§ **BRIEF**
Give the records again, word for word.

Top of DATA SHOWN

PR #475, opened 2016-06-08
include config.h in all .c/.cpp units

### LINKED ISSUE #473: decoder/unittest Factory tests crash with memory corruption in debug build
After commit 89ef3dea365930d430d00df457446fcd347d43d9 decoder/unittest Factory tests crash with memory corruption error when built with --enable-debug.

```
[==========] Running 10 tests from 6 test cases.
[----------] Global test environment set-up.
[----------] 1 test from VaapiDecoderVP8Test
[ RUN      ] VaapiDecoderVP8Test.Factory
[       OK ] VaapiDecoderVP8Test.Factory (0 ms)
[----------] 1 test from VaapiDecoderVP8Test (0 ms total)

[----------] 4 tests from VaapiDecoderJPEGTest
[ RUN      ] VaapiDecoderJPEGTest.Factory
*** Error in `./build/libyami/decoder/unittest': double free or corruption (!prev): 0x0000000001da4450 ***
*** Error in `./build/libyami/decoder/unittest': malloc(): memory corruption: 0x0000000001da4580 ***
```

The crash occurs during virtual destruction of the decoders.  It seems `VaapiDecoderBase::renderPictureCount` is part of one compilation step but not another and therefore causes data/memory layout inconsistencies.  This happens when `config.h` (which defines `__ENABLE_DEBUG__`) is included in one place but not included in another before including `vaapidecoder_base.h`.  Therefore, the aforementioned commit did not cause this bug, but rather only exposed it when the class data layout changed.  It's odd this didn't surface before then, but I guess that requires a deeper understanding of the compiler and data layout.

The right thing to do is include `config.h` in _every_ `.cpp` unit before including other headers, especially when those headers depend on a define from `config.h`.  This is also highly recommended in the gnu documentation (https://www.gnu.org/software/autoconf/manual/autoconf-2.66/html_node/Configuration-Headers.html)

I am working on a patch now.

uartie:
Always include config.h first in every .c/.cpp file
before including other headers.  This will ensure
consistent declarations when headers depend on
config.h defs.

https://www.gnu.org/software/autoconf/manual/autoconf-2.66/html_node/Configuration-Headers.html

Also Fixes #473

Signed-off-by: U. Artie Eoff ullysses.a.eoff@intel.com

### DIFF
--- a/codecparsers/bitReader.cpp
+++ b/codecparsers/bitReader.cpp
@@ -14,6 +14,10 @@
  * limitations under the License.
  */
 
+#ifdef HAVE_CONFIG_H
+#include "config.h"
+#endif
+
 #include <assert.h>
 #include "bitReader.h"
 
--- a/codecparsers/bitReader_unittest.cpp
+++ b/codecparsers/bitReader_unittest.cpp
@@ -14,6 +14,10 @@
  * limitations under the License.
  */
 
+#ifdef HAVE_CONFIG_H
+#include "config.h"
+#endif
+
 // primary header
 #include "bitReader.h"
 
--- a/codecparsers/bitWriter.cpp
+++ b/codecparsers/bitWriter.cpp
@@ -14,6 +14,10 @@
  * limitations under the License.
  */
 
+#ifdef HAVE_CONFIG_H
+#include "config.h"
+#endif
+
 #include "bitWriter.h"
 #include "common/log.h"
 #include <assert.h>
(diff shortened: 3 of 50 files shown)


chivakker:
lgtm +1, verified +1, ./decoder/unittest segmentation fault after jpeg unittest is gone with this patch.

xuguangxin:
Hi @uartie 
Thanks, great discovery. Seems missed one file h265Parser_unittest.cpp. Is it intend to?

uartie:
@xuguangxin, yep I missed that one... update coming.

seanvk:
lgtm.  Needs verified.

xuguangxin:
verfiied and merged as d6cdba84a3e2f95c2d0d4956497e71640c415f27

PR #482, opened 2016-06-14
Use AM_*FLAGS instead of user flags

### LINKED ISSUE #382: CXXFLAGS and CFLAGS should not be specified in configure.ac or Makefile.am

uartie:
This fixes #382

### DIFF
--- a/Makefile.am
+++ b/Makefile.am
@@ -50,6 +50,9 @@ libyami_la_LDFLAGS += $(LIBVA_X11_LIBS) $(X11_LIBS)
 libyami_la_CPPFLAGS += $(LIBVA_X11_CFLAGS)
 endif
 
+libyami_la_LDFLAGS += $(AM_LDFLAGS)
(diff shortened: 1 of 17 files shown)


chivakker:
+1 lgtm

PR #483, opened 2016-06-16
readme: add reference for yami-utils

xuguangxin:
Better point out yami-utils in readme.

### DIFF
--- a/README
+++ b/README
@@ -48,6 +48,14 @@ Git repository for work-in-progress changes is available at:
 <https://github.com/01org/libyami>
 
 
+Demos, Examples and Test Applications
+---------------------------------------------------
+The libyami-utils project provides various example, test and demo
+applications that use libyami.  For more details, please refer to
+
+    https://github.com/01org/libyami-utils
+
+
 Simple api demo application
 ---------------------------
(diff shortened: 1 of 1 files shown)


README
```diff
@@ -48,6 +48,13 @@ Git repository for work-in-progress changes is available at:
 <https://github.com/01org/libyami>
 
 
+Test Applications
+-----------------
+To avoid add too many dependency to your project, we split all test applications
+to yami-utils. It include yamidecode/yamiencode and conformance test script.
+You can get it from https://github.com/01org/libyami-utils
+
+
```
uartie, line 58: I don't think we need to explain ourselves for why they are moved to libyami-utils.

How about something like...

```
Demos, Examples and Test Applications
---------------------------------------------------
The libyami-utils project provides various example, test and demo
applications that use libyami.  For more details, please refer to

    https://github.com/01org/libyami-utils
```

...then we can remove the next section too.

xuguangxin, line 58: Good suggestion, your version is better. But next section is important too, it give user preview of decode api. Because yamidecode maybe to complex to first time user.

chivakker:
lgtm :+1:

uartie:
:+1:

PR #486, opened 2016-06-23
encoder/vp8: fix small resolution video encoding bug

clearlylin:
When the resolution of video is very small such as 96x96,
the size of output buffer including the header of vp8 maybe
be larger than m_maxCodedbufSize.

### DIFF
--- a/encoder/vaapiencoder_vp8.cpp
+++ b/encoder/vaapiencoder_vp8.cpp
@@ -75,6 +75,10 @@ void VaapiEncoderVP8::resetParams()
 {
     //5 times compress ratio
     m_maxCodedbufSize = width() * height() * 3 / 2;
+    //when the resolution of video is very small such as 96x96 and buffer plus the header of vp8,
+    //the size of actual output buffer maybe be bigger the m_maxCodedbufSize.
+    //So plusing 4096 avoids the situation.
+    m_maxCodedbufSize += 0x1000;
 }
 
 YamiStatus VaapiEncoderVP8::start()


encoder/vaapiencoder_vp8.cpp
```diff
@@ -75,6 +75,10 @@ void VaapiEncoderVP8::resetParams()
 {
     //5 times compress ratio
     m_maxCodedbufSize = width() * height() * 3 / 2;
+    //when the resolution of video is very small such as 96x96 and buffer plus the header of vp8,
+    //the size of actual output buffer maybe be bigger the m_maxCodedbufSize.
+    //So plusing 4096 avoids the situation.
+    m_maxCodedbufSize += 0x1000;
```
chivakker, line 81: do you know which is the maximum resolution that needs the extra padding?  If such it would be good to add the padding bytes only on those resolutions.  It will maintain the functionality for high resolutions.

clearlylin, line 81: Currently, I use the minimum resolution, 96x96 , to encode vp8, which needs the extra padding.
But 176x144 do not need exptra padding.
 the maximum resolution is 96x96.

xuguangxin, line 81: Hi Daniel:
The m_maxCodedbufSize is just a guessed value. plus 4k should be a problem for large resolution,  Since it's already very big.
We do not know the compression ratio in driver, So we use entire frame size previously, But Linhai found for small resolution the header size maybe very large. So he plus 4k to make sure it's not overflow

mypopy, line 81: I think we need find a way to calc the padding size, not a fixed value.

2016-06-30 9:45 GMT+08:00 Xu Guangxin notifications@github.com:

> In encoder/vaapiencoder_vp8.cpp
> https://github.com/01org/libyami/pull/486#discussion_r69057949:
> 
> > @@ -75,6 +75,10 @@ void VaapiEncoderVP8::resetParams()
> >  {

Bottom of DATA SHOWN

§ **SOLUTION TO THIS EXERCISE**
PR #475, opened 2016-06-08
include config.h in all .c/.cpp units

### LINKED ISSUE #473: decoder/unittest Factory tests crash with memory corruption in debug build
After commit 89ef3dea365930d430d00df457446fcd347d43d9 decoder/unittest Factory tests crash with memory corruption error when built with --enable-debug.

```
[==========] Running 10 tests from 6 test cases.
[----------] Global test environment set-up.
[----------] 1 test from VaapiDecoderVP8Test
[ RUN      ] VaapiDecoderVP8Test.Factory
[       OK ] VaapiDecoderVP8Test.Factory (0 ms)
[----------] 1 test from VaapiDecoderVP8Test (0 ms total)

[----------] 4 tests from VaapiDecoderJPEGTest
[ RUN      ] VaapiDecoderJPEGTest.Factory
*** Error in `./build/libyami/decoder/unittest': double free or corruption (!prev): 0x0000000001da4450 ***
*** Error in `./build/libyami/decoder/unittest': malloc(): memory corruption: 0x0000000001da4580 ***
```

The crash occurs during virtual destruction of the decoders.  It seems `VaapiDecoderBase::renderPictureCount` is part of one compilation step but not another and therefore causes data/memory layout inconsistencies.  This happens when `config.h` (which defines `__ENABLE_DEBUG__`) is included in one place but not included in another before including `vaapidecoder_base.h`.  Therefore, the aforementioned commit did not cause this bug, but rather only exposed it when the class data layout changed.  It's odd this didn't surface before then, but I guess that requires a deeper understanding of the compiler and data layout.

The right thing to do is include `config.h` in _every_ `.cpp` unit before including other headers, especially when those headers depend on a define from `config.h`.  This is also highly recommended in the gnu documentation (https://www.gnu.org/software/autoconf/manual/autoconf-2.66/html_node/Configuration-Headers.html)

I am working on a patch now.

uartie:
Always include config.h first in every .c/.cpp file
before including other headers.  This will ensure
consistent declarations when headers depend on
config.h defs.

https://www.gnu.org/software/autoconf/manual/autoconf-2.66/html_node/Configuration-Headers.html

Also Fixes #473

Signed-off-by: U. Artie Eoff ullysses.a.eoff@intel.com

### DIFF
--- a/codecparsers/bitReader.cpp
+++ b/codecparsers/bitReader.cpp
@@ -14,6 +14,10 @@
  * limitations under the License.
  */
 
+#ifdef HAVE_CONFIG_H
+#include "config.h"
+#endif
+
 #include <assert.h>
 #include "bitReader.h"
 
--- a/codecparsers/bitReader_unittest.cpp
+++ b/codecparsers/bitReader_unittest.cpp
@@ -14,6 +14,10 @@
  * limitations under the License.
  */
 
+#ifdef HAVE_CONFIG_H
+#include "config.h"
+#endif
+
 // primary header
 #include "bitReader.h"
 
--- a/codecparsers/bitWriter.cpp
+++ b/codecparsers/bitWriter.cpp
@@ -14,6 +14,10 @@
  * limitations under the License.
  */
 
+#ifdef HAVE_CONFIG_H
+#include "config.h"
+#endif
+
 #include "bitWriter.h"
 #include "common/log.h"
 #include <assert.h>
(diff shortened: 3 of 50 files shown)


chivakker:
lgtm +1, verified +1, ./decoder/unittest segmentation fault after jpeg unittest is gone with this patch.

xuguangxin:
Hi @uartie 
Thanks, great discovery. Seems missed one file h265Parser_unittest.cpp. Is it intend to?

uartie:
@xuguangxin, yep I missed that one... update coming.

seanvk:
lgtm.  Needs verified.

xuguangxin:
verfiied and merged as d6cdba84a3e2f95c2d0d4956497e71640c415f27

PR #482, opened 2016-06-14
Use AM_*FLAGS instead of user flags

### LINKED ISSUE #382: CXXFLAGS and CFLAGS should not be specified in configure.ac or Makefile.am

uartie:
This fixes #382

### DIFF
--- a/Makefile.am
+++ b/Makefile.am
@@ -50,6 +50,9 @@ libyami_la_LDFLAGS += $(LIBVA_X11_LIBS) $(X11_LIBS)
 libyami_la_CPPFLAGS += $(LIBVA_X11_CFLAGS)
 endif
 
+libyami_la_LDFLAGS += $(AM_LDFLAGS)
(diff shortened: 1 of 17 files shown)


chivakker:
+1 lgtm

PR #483, opened 2016-06-16
readme: add reference for yami-utils

xuguangxin:
Better point out yami-utils in readme.

### DIFF
--- a/README
+++ b/README
@@ -48,6 +48,14 @@ Git repository for work-in-progress changes is available at:
 <https://github.com/01org/libyami>
 
 
+Demos, Examples and Test Applications
+---------------------------------------------------
+The libyami-utils project provides various example, test and demo
+applications that use libyami.  For more details, please refer to
+
+    https://github.com/01org/libyami-utils
+
+
 Simple api demo application
 ---------------------------
(diff shortened: 1 of 1 files shown)


README
```diff
@@ -48,6 +48,13 @@ Git repository for work-in-progress changes is available at:
 <https://github.com/01org/libyami>
 
 
+Test Applications
+-----------------
+To avoid add too many dependency to your project, we split all test applications
+to yami-utils. It include yamidecode/yamiencode and conformance test script.
+You can get it from https://github.com/01org/libyami-utils
+
+
```
uartie, line 58: I don't think we need to explain ourselves for why they are moved to libyami-utils.

How about something like...

```
Demos, Examples and Test Applications
---------------------------------------------------
The libyami-utils project provides various example, test and demo
applications that use libyami.  For more details, please refer to

    https://github.com/01org/libyami-utils
```

...then we can remove the next section too.

xuguangxin, line 58: Good suggestion, your version is better. But next section is important too, it give user preview of decode api. Because yamidecode maybe to complex to first time user.

chivakker:
lgtm :+1:

uartie:
:+1:

PR #486, opened 2016-06-23
encoder/vp8: fix small resolution video encoding bug

clearlylin:
When the resolution of video is very small such as 96x96,
the size of output buffer including the header of vp8 maybe
be larger than m_maxCodedbufSize.

### DIFF
--- a/encoder/vaapiencoder_vp8.cpp
+++ b/encoder/vaapiencoder_vp8.cpp
@@ -75,6 +75,10 @@ void VaapiEncoderVP8::resetParams()
 {
     //5 times compress ratio
     m_maxCodedbufSize = width() * height() * 3 / 2;
+    //when the resolution of video is very small such as 96x96 and buffer plus the header of vp8,
+    //the size of actual output buffer maybe be bigger the m_maxCodedbufSize.
+    //So plusing 4096 avoids the situation.
+    m_maxCodedbufSize += 0x1000;
 }
 
 YamiStatus VaapiEncoderVP8::start()


encoder/vaapiencoder_vp8.cpp
```diff
@@ -75,6 +75,10 @@ void VaapiEncoderVP8::resetParams()
 {
     //5 times compress ratio
     m_maxCodedbufSize = width() * height() * 3 / 2;
+    //when the resolution of video is very small such as 96x96 and buffer plus the header of vp8,
+    //the size of actual output buffer maybe be bigger the m_maxCodedbufSize.
+    //So plusing 4096 avoids the situation.
+    m_maxCodedbufSize += 0x1000;
```
chivakker, line 81: do you know which is the maximum resolution that needs the extra padding?  If such it would be good to add the padding bytes only on those resolutions.  It will maintain the functionality for high resolutions.

clearlylin, line 81: Currently, I use the minimum resolution, 96x96 , to encode vp8, which needs the extra padding.
But 176x144 do not need exptra padding.
 the maximum resolution is 96x96.

xuguangxin, line 81: Hi Daniel:
The m_maxCodedbufSize is just a guessed value. plus 4k should be a problem for large resolution,  Since it's already very big.
We do not know the compression ratio in driver, So we use entire frame size previously, But Linhai found for small resolution the header size maybe very large. So he plus 4k to make sure it's not overflow

mypopy, line 81: I think we need find a way to calc the padding size, not a fixed value.

2016-06-30 9:45 GMT+08:00 Xu Guangxin notifications@github.com:

> In encoder/vaapiencoder_vp8.cpp
> https://github.com/01org/libyami/pull/486#discussion_r69057949:
> 
> > @@ -75,6 +75,10 @@ void VaapiEncoderVP8::resetParams()
> >  {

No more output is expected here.